Exercise data section start

PR #1208, opened 2015-09-14
Simplify test case of texparameter-test.html

legendlee1314:
1. Remove world transformation.
2. Use WebGLTestUtils to setup texture quad.

### DIFF
--- a/sdk/tests/conformance/textures/misc/texparameter-test.html
+++ b/sdk/tests/conformance/textures/misc/texparameter-test.html
@@ -35,167 +35,112 @@
 <script src="../../../js/webgl-test-utils.js"></script>
 </head>
 <body>
-<canvas id="example" width="24" height="24"></canvas>
-<canvas id="canvas2d" width="2" height="2"></canvas>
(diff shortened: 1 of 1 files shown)


legendlee1314:
PTAL. Thanks!

kenrussell:
This pull request does more than just this -- it also removes the array of textures set up at the beginning. While creating those textures one at a time may be functionally equivalent, I'm concerned that we may be losing key aspects of this longstanding test.

We'll need to carefully review these changes together.

zhenyao:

Exercise data section end

• **Problem requirements**
Start at the first line of the material. Reproduce every line exactly, ending with the line that holds "-35,167 +35,112 @@".

• **Task output**
PR #1208, opened 2015-09-14
Simplify test case of texparameter-test.html

legendlee1314:
1. Remove world transformation.
2. Use WebGLTestUtils to setup texture quad.

### DIFF
--- a/sdk/tests/conformance/textures/misc/texparameter-test.html
+++ b/sdk/tests/conformance/textures/misc/texparameter-test.html
@@ -35,167 +35,112 @@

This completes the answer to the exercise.